February 2022
Dear Friend of Golden View Classical Academy,
Proverbs become proverbial when we think they contain not just a little wisdom, but somehow defining, or even universal wisdom. One such proverb in education is that the school “teaches the whole child.” The words sound nice and can thus be heard everywhere. Nearly every school claims that they don’t just do classes, they “teach the whole child.” To a degree it makes sense - a school ought not focus only on academics, as if students were nothing but a bunch of brains soaking in instruction. But, there is something truly alarming about the claim that schools “teach the whole child.”

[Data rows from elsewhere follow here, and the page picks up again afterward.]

PR #4240, opened 2023-07-28
R Client 2.0 - Table Ops

### LINKED ISSUE #256: Re-implement R Deephaven client over Open API
irisDB.r has been deleted, as it relied heavily on IrisIntegrationGroovySession which in turn relied on the legacy Java API. A new deephaven R connector should be created, ideally as a high-level R Deephaven API.

### LINKED ISSUE #4090: Implement generic methods in the R Client
While the R client currently has methods for TableHandles like `tableHandle$nrow()` and `tableHandle$to_data_frame()`, we should also support idiomatic R generics like `nrow(tableHandle)` and `as.data.frame(tableHandle)`. These should be easily to implement as outlined [here](https://stackoverflow.com/questions/59636438/how-to-dispatch-summary-method-in-r6-object), but they've proven to be not-so-easy.

alexpeters1208:
This PR introduces new table operations to the R client, presented in a `dplyr` like syntax that will feel familiar to R users. The best places to see the comparison between the new table operations and what "native R" would look and feel like is in the `inst/tests/testthat/test_table_ops.R` and `inst/tests/testthat/test_agg_by.R` files. These unit tests are approached as solving the same problem in `dplyr` with `tibble`s and the new R client table operations, ensuring correctness while also providing a kind of translation manual.

The documentation of the `table_ops.R` is not hooked in yet, and there is discussion to be had over the names of some of our operations, as they are consistent with the other Deephaven clients but conflict with function names that already exist in R. This is an easily solvable problem, but it is worth discussing whether we want to mask common functions.

This PR also adds a `close` method to the client, and it is encouraged to call this method when the client connection is no longer needed.

Resolves #256 
Resolves #4090


chipkent:
The ticket description is mentioning `dplyr` syntax, which I think we discussed is not a target.
Additionally, all of these changes should have been separate PRs for the sake of review.

R/rdeephaven/R/table_ops.R
chipkent, line 1: 1. The current overall design has some significant inconsistencies for table handles.  For example, `select` can be used via the pipe notation but not via the `$` notation.  Conversely, `is_static` can be used via the `$` notation but not via the pipe notation.

To cleanly resolve these inconsistencies and provide the most flexibility to the user, I think that all methods should be implemented on the table handle _AND_ all table handle methods should be implemented functionally for use in pipes.  This bulk of the logic in this class will move to the table handle, leaving a bunch of one-line functions.

2. We should remove all reference to `dplyr-like` or `dplyr` syntax.  This is all just pipe syntax that can be implemented using various pipe tooling by the user.  It is not locked into the dplyr `%>%` syntax.

chipkent (changes requested):

R/rdeephaven/R/table_handle_wrapper.R
```diff
@@ -25,15 +25,17 @@
 #' # push new data frame to the server and name it "new_table"
 #' new_table_handle2 <- client$import_table(new_data_frame)
 #' new_table_handle2$bind_to_variable("new_table")
+
```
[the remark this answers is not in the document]
alexpeters1208: Yes.

R/rdeephaven/R/table_handle_wrapper.R
```diff
@@ -95,10 +97,53 @@ TableHandle <- R6Class("TableHandle",
     to_data_frame = function() {
       arrow_tbl <- self$to_arrow_table()
       return(as.data.frame(as.data.frame(arrow_tbl))) # TODO: for some reason as.data.frame on arrow table returns a tibble, not a data frame
-    }
+    },
+    internal_table_handle = NULL
```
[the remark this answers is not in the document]
alexpeters1208: It must be public if any function (including our own) needs to access the internal thing. Otherwise it can be private. This is an upside to your proposed refactoring of the table ops.

R/rdeephaven/R/table_handle_wrapper.R
```diff
@@ -95,10 +97,53 @@ TableHandle <- R6Class("TableHandle",
...
   ),
   private = list(
-    internal_table_handle = NULL,
     is_static_field = NULL
   )
 )
+
+# EXISTING GENERICS THAT WE CAN SUPPORT
```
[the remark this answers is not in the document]
alexpeters1208: Because these are generics, they already have docstrings that tell you what they should do. There may be a `?as.data.frame.TableHandle` to get the docstrings specifically for this implemented generic, but I'm not sure.

R/rdeephaven/inst/tests/testthat/test_table_handle_wrapper.R
```diff
@@ -52,8 +55,9 @@ test_that("is_static returns the correct value", {
   expect_true(data$th2$is_static())
   expect_true(data$th3$is_static())
   expect_true(data$th4$is_static())
+  expect_false(data$th5$is_static())
```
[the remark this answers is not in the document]
alexpeters1208: I do not understand this, lines 54-57 verify that `is_static()` confirms static tables are static

R/rdeephaven/src/client.cpp
```diff
@@ -14,17 +15,257 @@
...
+        return new TableHandleWrapper(internal_tbl_hdl.updateView(columnSpecs));
+    };
+
+    TableHandleWrapper* dropColumns(std::vector<std::string> columnSpecs) {
+        return new TableHandleWrapper(internal_tbl_hdl.dropColumns(columnSpecs));
+    };
+
+    TableHandleWrapper* where(std::string condition) {
+        return new TableHandleWrapper(internal_tbl_hdl.where(condition));
+    };
```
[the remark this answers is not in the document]
alexpeters1208: Underlying C++ currently does not support multiple conditions. At least not as of ~1 week ago.

R/rdeephaven/src/client.cpp
```diff
@@ -14,17 +15,257 @@
...
+
+    TableHandleWrapper* groupBy(std::vector<std::string> columnSpecs) {
+        return new TableHandleWrapper(internal_tbl_hdl.by(columnSpecs));
```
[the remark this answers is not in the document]
alexpeters1208: Should I communicate this to Corey?

R/rdeephaven/src/client.cpp
```diff
@@ -14,17 +15,257 @@
...
+    };
+
+    TableHandleWrapper* ungroup(std::vector<std::string> groupByColumns) {
+        return new TableHandleWrapper(internal_tbl_hdl.ungroup(false, groupByColumns));
+    };
+
+    // AGGREGATION OPERATIONS
+
+    TableHandleWrapper* aggBy(Rcpp::List aggregations, std::vector<std::string> groupByColumns) {
+        std::vector<deephaven::client::Aggregate> converted_aggregations = convertRcppListToVectorOfTypeAggregate(aggregations);
```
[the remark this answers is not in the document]
alexpeters1208: Not a fan, I like to see everything that's happening in maximum detail because I don't understand this well enough for hiding explicit types to be helpful

R/rdeephaven/src/client.cpp
```diff
@@ -14,17 +15,257 @@
...
+        sort_pairs.reserve(columnSpecs.size());
+        if (descending.size() == 1) {
+            if (descending[0] == false) {
+                for(int i = 0; i < columnSpecs.size(); i++) {
+                    sort_pairs.push_back(deephaven::client::SortPair::ascending(columnSpecs[i], false));
+                }
+            } else {
+                for(int i = 0; i < columnSpecs.size(); i++) {
+                    sort_pairs.push_back(deephaven::client::SortPair::descending(columnSpecs[i], false));
+                }
```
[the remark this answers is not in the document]
alexpeters1208: I would expect an R user to accomplish this by applying abs() to a column and then sorting. Would not hurt to implement this, but I don't think it's the natural way to do this as far as R people are concerned.

R/rdeephaven/src/client.cpp
```diff
@@ -208,8 +481,20 @@ class ClientWrapper {
...
+    * after Client's destructor is invoked. If the caller tries to do so, the behavior is
+    * unspecified.
+    */
+    void close() {
+        internal_client.close();
+    }
+
 private:
-    const deephaven::client::Client internal_client;
+    deephaven::client::Client internal_client;
```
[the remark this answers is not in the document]
alexpeters1208: Because of this:
```
client.cpp: In member function ‘void ClientWrapper::close()’:
client.cpp:454:31: error: passing ‘const deephaven::client::Client’ as ‘this’ argument discards qualifiers [-fpermissive]
  454 |         internal_client.close();
      |                               ^
In file included from client.cpp:13:
/home/alexpeters/deephaven/dhcpp/local/deephaven/include/deephaven/client/client.h:208:8: note:   in call to ‘void deephaven::client::Client::close()’
  208 |   void close();
      |        ^~~~~
```

Probably I just don't know C++.

R/rdeephaven/R/helper_functions.R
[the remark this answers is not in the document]
alexpeters1208: No docstrings yet, will add docstrings when the rest of the documentation happens.

R/rdeephaven/R/client_wrapper.R
```diff
@@ -1,110 +1,249 @@
...
+      } else if (auth_type == "custom") {
+        if (auth_token_pair != "") {
+          verify_string("auth_token_pair", auth_token_pair, TRUE)
+          key_value <- strsplit(auth_token_pair, ":", fixed = TRUE)
+          options$set_custom_authentication(key_value[1], key_value[2])
+        } else {
+          stop("Custom authentication was requested, but no 'auth_token_pair' was provided.")
+        }
+      } else {
+        stop(paste0("'auth_type' must be 'anonymous', 'basic', or 'custom', but got ", auth_type, " instead."))
```
chipkent, line 51: This is awkward because it is a level deeper than it should be.

R/rdeephaven/R/client_wrapper.R
```diff
@@ -1,110 +1,249 @@
...
+    # set session type if a valid session type is provided
+    if ((session_type == "python") || (session_type == "groovy")) {
+      options$set_session_type(session_type)
+    } else {
+      stop(paste0("'session_type' must be 'python' or 'groovy', but got ", session_type, " instead."))
+    }
+
+    # if tls is requested, set it and set the root_certs if provided
+    if (use_tls != FALSE) {
+      if (use_tls == TRUE) {
```
chipkent, line 64: ???.  

If you are concerned about non-boolean stuff, you should have an assertion at the start of the function to avoid this.

R/rdeephaven/R/client_wrapper.R
```diff
@@ -1,110 +1,249 @@
...
+  function(target,
+           auth_type = "anonymous",
+           auth_token_pair = "",
+           session_type = "python",
+           use_tls = FALSE,
+           tls_root_certs = "",
+           int_option = "",
+           string_option = "",
+           extra_header = "") {
+    options <- new(INTERNAL_ClientOptions)
```
chipkent, line 30: assert inputs?

R/rdeephaven/R/client_wrapper.R
```diff
@@ -1,110 +1,249 @@
...
-    },
-    df_to_dh_table = function(data_frame) {
-      arrow_tbl <- arrow_table(data_frame)
-      return(private$arrow_to_dh_table(arrow_tbl))
+
+    if (int_option != "") {
+      verify_string("int_option", int_option, TRUE)
+      new_int_option <- strsplit(int_option, ":", fixed = TRUE)
+      options$add_int_option(new_int_option[1], as.numeric(new_int_option[2]))
     }
```
chipkent, line 79: This looks wacky:
1) doing weird string handling stuff again
2) this is handling integer options as strings
3) this looks like multiple options can be provided, but this R API is not supporting it.  Why not a map containing the options?

R/rdeephaven/R/client_wrapper.R
```diff
@@ -1,110 +1,249 @@
...
-  )
+
+    if (string_option != "") {
+      verify_string("string_option", string_option, TRUE)
+      new_string_option <- strsplit(string_option, ":", fixed = TRUE)
+      options$add_string_option(new_string_option[1], new_string_option[2])
+    }
```
chipkent, line 85: See comments on int options.

R/rdeephaven/R/client_wrapper.R
```diff
@@ -1,110 +1,249 @@
...
+
+    if (extra_header != "") {
+      verify_string("extra_header", extra_header, TRUE)
+      new_extra_header <- strsplit(extra_header, ":", fixed = TRUE)
+      options$add_extra_header(new_extra_header[1], new_extra_header[2])
+    }
```
chipkent, line 91: See comments on int options.

R/rdeephaven/R/client_wrapper.R
```diff
@@ -1,110 +1,249 @@
...
+  "connect",
+  function(target, ...) {
+    return(standardGeneric("connect"))
+  },
+  signature = c("target")
+)
+
+#' @export
+setMethod(
+  "connect",
```
chipkent, line 19: Thoughts on such a vague name.  Would we be better with `dhconnect` since the signature is not that insightful?

R/rdeephaven/R/client_wrapper.R
```diff
@@ -1,110 +1,249 @@
...
+  function(client_instance, name) {
+    return(standardGeneric("open_table"))
+  },
+  signature = c("client_instance", "name")
+)
+
+#' @export
+setMethod(
+  "open_table",
+  signature = c(client_instance = "Client"),
```
chipkent, line 142: This comment applies everywhere.

The signature provided in the methods should be as specific as possible to avoid crappy dispatch.  In this case, the function takes a `Client` and a string.  As such, the signature should indicate both.  Just defaulting to single dispatch is bad practice and is the whole reason S4 was created.

R/rdeephaven/R/client_wrapper.R
```diff
@@ -1,110 +1,249 @@
...
+  function(client_instance, ...) {
+    return(standardGeneric("time_table"))
+  },
+  signature = "client_instance"
+)
+
+#' @export
+setMethod(
+  "time_table",
+  signature = c(client_instance = "Client"),
```
chipkent, line 181: Not sure what the dispatch signature would be in this optional arg case. 
... how will this evolve as strings are possible.  Another dispatch question.

chipkent (changes requested):

R/rdeephaven/inst/tests/testthat/test_agg_by_magrittr_pipe.R
chipkent, line 1: 1) This looks like a duplicate of the base pipe test with the pipes changed out.  Can we not have all of the tests together so that it is obvious where things need changing?  I'm concerned that splitting things this way makes it very hard to maintain.

2) Duplicating every test for both kinds of pipes is probably overkill.  If we have a single test of sufficient complexity that does it both ways, that is probably sufficient.  This is basically a syntactic extension to the language for calling functions, so I would expect everything to work or everything to fail.

chipkent (changes requested):

R/rdeephaven/R/helper_functions.R
```diff
@@ -1,18 +1,86 @@
...
-  if (class(string_candidate)[[1]] != "character") {
-    stop(paste0("'", arg_name, "' must be passed as a single string. Got an object of class ", class(string_candidate)[[1]], " instead."))
-  } else if (length(string_candidate) != 1) {
-    stop(paste0("'", arg_name, "' must be passed as a single string. Got a character vector of length ", length(string_candidate), " instead."))
+first_class <- function(arg) {
+  return(class(arg)[[1]])
+}
+
+verify_type <- function(arg_name, candidate, required_type, message_type_name, is_scalar) {
+  if (first_class(candidate) == "list") {
```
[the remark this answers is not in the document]
alexpeters1208: I moved the `if(is_scalar)` on line 20 up to the top, so we check for scalar first, and do not try to evaluate the lists if that fails. I think this is what you mean, not totally sure.

R/rdeephaven/R/helper_functions.R
```diff
@@ -1,18 +1,86 @@
...
+
+  if (is_scalar) {
+    if (length(candidate) != 1) {
+      stop(paste0("'", arg_name, "' must be passed as a single ", message_type_name, ". Got a ", message_type_name, " vector of length ", length(candidate), " instead."))
+    }
+  }
+}
+
+# does not attempt to verify that candidate is numeric
+verify_in_range <- function(arg_name, candidate, message, a = NULL, b = NULL, a_open = TRUE, b_open = TRUE) {
```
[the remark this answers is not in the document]
alexpeters1208: I had that in here in a previous commit, and got rid of it because I thought the error messages were cleaner with `nonnegative` and `positive` instead of `[0, inf)` and `(0, inf)`, since this function is currently only used in `verify_nonnegative_int` and `verify_positive_int`.

R/rdeephaven/R/client_wrapper.R
```diff
@@ -1,110 +1,249 @@
...
+  )
+)
+
+setGeneric(
+  "connect",
+  function(target, ...) {
+    return(standardGeneric("connect"))
+  },
+  signature = c("target")
+)
```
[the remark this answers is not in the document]
alexpeters1208: I believe this only works if `connect` is an _existing_ generic that we want to implement:
```
Error in setGeneric("connect") : 
  must supply a function skeleton for ‘connect’, explicitly or via an existing function
Error: unable to load R code in package ‘rdeephaven’
```

R/rdeephaven/R/client_wrapper.R
```diff
@@ -1,110 +1,249 @@
...
+           extra_header = "") {
+    options <- new(INTERNAL_ClientOptions)
+
+    # check if auth_type needs to be changed and set credentials accordingly
+    if (auth_type != "anonymous") {
+      if (auth_type == "basic") {
+        if (auth_token_pair != "") {
+          verify_string("auth_token_pair", auth_token_pair, TRUE)
+          username_password <- strsplit(auth_token_pair, ":", fixed = TRUE)
+          options$set_basic_authentication(username_password[1], username_password[2])
```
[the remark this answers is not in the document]
alexpeters1208: 1. Yes (https://github.com/deephaven/deephaven-core/blob/f59b7246ee30729d34300cd9f31d53294f1452b5/cpp-client/deephaven/client/src/client_options.cc#L27)
2. Fair concern. I'm following Python (https://github.com/deephaven/deephaven-core/blob/f59b7246ee30729d34300cd9f31d53294f1452b5/py/client/pydeephaven/session.py#L112C11-L112C11), but am happy to not do so.
3. Not a helpful error

R/rdeephaven/R/client_wrapper.R
```diff
@@ -1,110 +1,249 @@
...
+        } else {
+          stop("Basic authentication was requested, but no 'auth_token_pair' was provided.")
+        }
+      } else if (auth_type == "custom") {
+        if (auth_token_pair != "") {
+          verify_string("auth_token_pair", auth_token_pair, TRUE)
+          key_value <- strsplit(auth_token_pair, ":", fixed = TRUE)
+          options$set_custom_authentication(key_value[1], key_value[2])
```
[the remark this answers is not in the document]
alexpeters1208: Probably yes. Should also do this in Python.

R/rdeephaven/R/client_wrapper.R
```diff
@@ -1,110 +1,249 @@
...
+           session_type = "python",
+           use_tls = FALSE,
+           tls_root_certs = "",
+           int_option = "",
+           string_option = "",
+           extra_header = "") {
+    options <- new(INTERNAL_ClientOptions)
+
+    # check if auth_type needs to be changed and set credentials accordingly
+    if (auth_type != "anonymous") {
```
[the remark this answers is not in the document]
alexpeters1208: I have it this way because using "anonymous" doesn't do anything to the internal object, so the "anonymous" branch would be empty.

R/rdeephaven/R/client_wrapper.R
alexpeters1208: Added assertions for `target` and `use_tls` at function beginning. Everything else is asserted if it's non-default.

R/rdeephaven/R/client_wrapper.R
alexpeters1208: 1. Following Python
2. Yes, weird
3. Good catch, I forgot about that

R/rdeephaven/R/client_wrapper.R
alexpeters1208: I like `dhConnect`.

R/rdeephaven/R/client_wrapper.R
```diff
@@ -1,110 +1,249 @@
...
+  },
+  signature = c("target")
+)
+
+#' @export
+setMethod(
+  "connect",
+  signature = c(target = "character"),
+  function(target,
+           auth_type = "anonymous",
```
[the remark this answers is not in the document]
alexpeters1208: My understanding of `signature` is that it gives the argument names and types of the arguments to be dispatched on. Since `auth_type` must be a string, adding `signature = c(target = "character", auth_type = "character")` does not help dispatch, if we were to use it.

If you mean that `auth_type` should not have a default and must be user-specified, that is a different question. I think anon default makes sense.

R/rdeephaven/R/client_wrapper.R
```diff
@@ -1,110 +1,249 @@
...
+  },
+  signature = c("client_instance", "size")
+)
+
+#' @export
+setMethod(
+  "empty_table",
+  signature = c(client_instance = "Client"),
+  function(client_instance, size) {
+    verify_positive_int("size", size, TRUE)
```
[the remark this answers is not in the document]
alexpeters1208: It totally freaks out when I pass `0` here. I don't know what expected behavior is with 0 rows.

R/rdeephaven/R/client_wrapper.R
alexpeters1208: My only argument against this is that the error messages produced by R being unable to find a method to dispatch are not very helpful. So, if you use S4 dispatch to insist that `name` is a string, you have no control over the error message it gives off, and the one it gives off is not as informative as the one produced by `verify_string`.

R/rdeephaven/R/client_wrapper.R
```diff
@@ -1,110 +1,249 @@
...
+
+tibble_to_dh_table <- function(client, tibbl) {
+  arrow_tbl <- arrow_table(tibbl)
+  return(arrow_to_dh_table(client, arrow_tbl))
+}
+
+df_to_dh_table <- function(client, data_frame) {
+  arrow_tbl <- arrow_table(data_frame)
+  return(arrow_to_dh_table(client, arrow_tbl))
+}
```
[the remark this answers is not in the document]
alexpeters1208: Similar to my comment below, my problem with this is that if a user passes something other than one of the four acceptable types, the error message produced is not helpful.

R/rdeephaven/R/client_wrapper.R
```diff
@@ -1,110 +1,249 @@
...
+    } else if ((length(table_object_class) == 4 &&
+      table_object_class[[1]] == "Table" &&
+      table_object_class[[3]] == "ArrowObject")) {
+      rcpp_dh_table <- arrow_to_dh_table(client_instance, table_object)
+    } else {
+      stop(paste0("'table_object' must be either an R Data Frame, a dplyr Tibble, an Arrow Table, or an Arrow Record Batch Reader. Got an object of class ", table_object_class[[1]], " instead."))
+    }
+    return(new("TableHandle", .internal_rcpp_object = rcpp_dh_table))
+  }
+)
```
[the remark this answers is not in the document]
alexpeters1208: Similar to my comment below, my problem with this is that if a user passes something other than one of the four acceptable types, the error message produced is not helpful.

R/rdeephaven/R/helper_functions.R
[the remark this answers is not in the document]
chipkent: You could create those messages automatically.

R/rdeephaven/R/client_wrapper.R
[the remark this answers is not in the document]
chipkent: I don't know.  That's why it was a question.  Try in python.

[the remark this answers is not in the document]
alexpeters1208: Python doesn't complain.

R/rdeephaven/R/client_wrapper.R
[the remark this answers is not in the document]
alexpeters1208: First point resolved, second point not.

R/rdeephaven/R/client_wrapper.R
alexpeters1208: I think this can evolve with more generics to add more types without impacting the API at all.

R/rdeephaven/R/helper_functions.R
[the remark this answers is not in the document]
chipkent: I meant to change this line to something like:
```
if (!is_scalar && first_class(candidate) == "list") {
```
so that the grammar for all of your checks is correct for scalar vs vector as well as having all of the checks be correct.  That is the fundamental thing I was getting at.  Correctness of check and grammar that makes sense to the user.  e.g. if the check expects a scalar, why can our message talk about vectors and plural?

R/rdeephaven/R/client_wrapper.R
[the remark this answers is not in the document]
chipkent: Then you might want to understand that before deciding on the right assertion.  Check the python server and client.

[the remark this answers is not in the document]
alexpeters1208: It looks like the Python client does not impose any constraints on the size and lets the server complain if it's going to complain. I did not want to do this because if I remember correctly, the way that it failed with size=0 in R was pretty spectacular. I need to ask Corey to verify what C++ behavior should be, because R itself isn't doing anything with the size other than sending it to C++.

R/rdeephaven/R/helper_functions.R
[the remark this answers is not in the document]
alexpeters1208: I feel we have a lot more flexibility just passing the messages directly. If you I create stuff internally I can do that.

R/rdeephaven/R/table_handle_wrapper.R
```diff
@@ -1,104 +1,123 @@
...
-    to_data_frame = function() {
-      arrow_tbl <- self$to_arrow_table()
-      return(as.data.frame(as.data.frame(arrow_tbl))) # TODO: for some reason as.data.frame on arrow table returns a tibble, not a data frame
-    }
-  ),
-  private = list(
-    internal_table_handle = NULL,
-    is_static_field = NULL
-  )
+# TODO: Implement ncol, dim
```
chipkent, line 57: todo

R/rdeephaven/R/table_handle_wrapper.R
```diff
@@ -1,104 +1,123 @@
...
+  function(x, ...) {
+    rbsr <- as_record_batch_reader(x)
+    arrow_tbl <- rbsr$read_table()
+    return(as_tibble(arrow_tbl))
+  }
+)
+
+#' @export
+setMethod(
+  "as.data.frame",
```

I would ask you, when and in what matters is “the whole child” on display? It is not, I don’t think (but reasonable people may disagree) when one comes to us and says “you know, my family is vegan and I think I’m actually a carnivore.” There is an interesting conversation to be had there, perhaps even some health advice (towards carnivorousness, of course). But take another interest that is more central to a child’s being and dignity. Say they come to us and say “you know, my family is Lutheran but I think I’m Jewish.” A school that “teaches the whole child” could engage her in the question, and potentially affirm her belief. The whole child includes everything, from health and diet on the one hand to religious belief, gender identity, and race consciousness on the other, and a school that claims to teach everything about life to that child is saying that it is a total institution.

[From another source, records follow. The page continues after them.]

PR #4242, opened 2023-07-29
Add callbacks to KafkaIngester consumer loop.

### LINKED ISSUE #4239: Provide KafkaConsumer Callback in Poll Loop
As a systems integrator, I want to have access to the KafkaConsumer inside of the poll loop so that I can control when messages are committed to the broker.

cpwright:
Closes #4239.


extensions/kafka/src/main/java/io/deephaven/kafka/ingest/KafkaIngester.java
```diff
@@ -176,6 +200,55 @@ public KafkaIngester(
...
+        this(log, props, topic, partitionFilter, partitionToStreamConsumer,
+                new IntToLongFunctionAdapter(partitionToInitialSeekOffset));
+    }
+
+    /**
+     * Determines the initial offset to seek to for a given TopicPartition.
+     */
+    @FunctionalInterface
+    public interface PartitionToInitialOffsetFunction {
+        long partitionToInitialOffset(KafkaConsumer<?, ?> consumer, TopicPartition topicPartition);
```
rcaudy, line 233: `InitialOffsetLookup`? Name is too precise and insufficiently accurate.

extensions/kafka/src/main/java/io/deephaven/kafka/ingest/KafkaIngester.java
```diff
@@ -176,6 +200,55 @@ public KafkaIngester(
...
+            @NotNull final String topic,
+            @NotNull final IntPredicate partitionFilter,
+            @NotNull final Function<TopicPartition, KafkaRecordConsumer> partitionToStreamConsumer,
+            @NotNull final IntToLongFunction partitionToInitialSeekOffset) {
+        this(log, props, topic, partitionFilter, partitionToStreamConsumer,
+                new IntToLongFunctionAdapter(partitionToInitialSeekOffset));
+    }
+
+    /**
+     * Determines the initial offset to seek to for a given TopicPartition.
```
rcaudy, line 229:
```suggestion
     * Determines the initial offset to seek to for a given KafkaConsumer and TopicPartition.
```

extensions/kafka/src/main/java/io/deephaven/kafka/ingest/KafkaIngester.java
```diff
@@ -176,6 +200,55 @@ public KafkaIngester(
...
+    @FunctionalInterface
+    public interface PartitionToInitialOffsetFunction {
+        long partitionToInitialOffset(KafkaConsumer<?, ?> consumer, TopicPartition topicPartition);
+    }
+
+    /**
+     * Adapts an IntToLongFunction to a PartitionToInitialOffsetFunction by ignoring the topic and consumer parameters.
+     */
+    public static class IntToLongFunctionAdapter implements PartitionToInitialOffsetFunction {
+        final IntToLongFunction function;
```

Commonsensically, we don’t mean schools are totalitarian when we talk about the “whole child,” but I want to offer that the phrase has these overtones and allows for this kind of thinking. A “whole-child” approach could say “you know, you may be Jewish, but you could also be Catholic or Hindu. Have you thought about those? After all, religion isn’t just one or the other and there are a lot of options. We can help you with that. And we don’t need to tell your parents.” If a school teaches the whole child, who is a parent to get in the way?

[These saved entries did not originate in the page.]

PR #4249, opened 2023-07-31
Apply Tidyverse styleguide

alexpeters1208:
This applies the Tidyverse style guide to the R package, which will make the diff in #4240 more meaningful. Confirmed that all unit tests still pass.


R/rdeephaven/R/client_options_wrapper.R
chipkent, line 1: PR is just missing one thing... documentation on how to run the tidyverse code formatting so that it can be done on future changes.

chipkent (changes requested):

chipkent (approved):

PR #4252, opened 2023-08-01
Ensure the output of a docker run (eg, tests) is copied even if the run (tests) fail.

jcferretti:


niloc132 (approved):
Is this sufficient, does it copy into the test-results/ dir or whatnot, or just into the temp dir?

niloc132:
This likely needs to be revisited, as it does not copy into test-results/, and so failures like this still won't provide good feedback when they happen in CI.

PR #4529, opened 2023-09-20
Make em* pydocs consistent with one another, fix emstd* formulas

alexpeters1208:
I noticed some inconsistencies with variable stylings in the `em*` formulas, so I fixed them. I also noticed that the formulae documented for `emstd_tick` and `emstd_time` were not consistent with the Java operations and did not yield correct answers when I coded them up by hand, so I fixed those too.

But in fact, there is only one institution, one place, that teaches the whole child, and that is the family. When we say at Golden View that the family has the right, authority, and responsibility to direct the education of their children, we mean the whole education, on everything, whenever it wants. Schools exist as the creation of families, and while it doesn’t make sense in many cases for families to direct a school’s internal operations, it makes far less sense, in fact no sense at all, to give over to the school the authority over “the whole child.”
A school is obviously more than an academic institution, as its task involves moral education and thus thoughts, actions, habits, and character. The claim here is not that a school should forego that responsibility, but that the responsibility for moral education, one it shares with the family as the senior partner, does not include the core elements of a child’s identity. Those are deeper and involve more intimate conversation than a school is equipped to handle. When a teacher or educator claims that they do have the kind of intimacy to have those conversations, they have overstepped on the right a family has to decide that question itself, essentially usurping their role over the whole child. Again, the family alone fosters the intimacy that makes conversation about such core elements possible and fruitful.
At Golden View Classical Academy we refer to children as students, which narrows our scope, and we teach both their minds and their hearts. But we recognize limits to that task and gladly aim to step off where the whole child begins.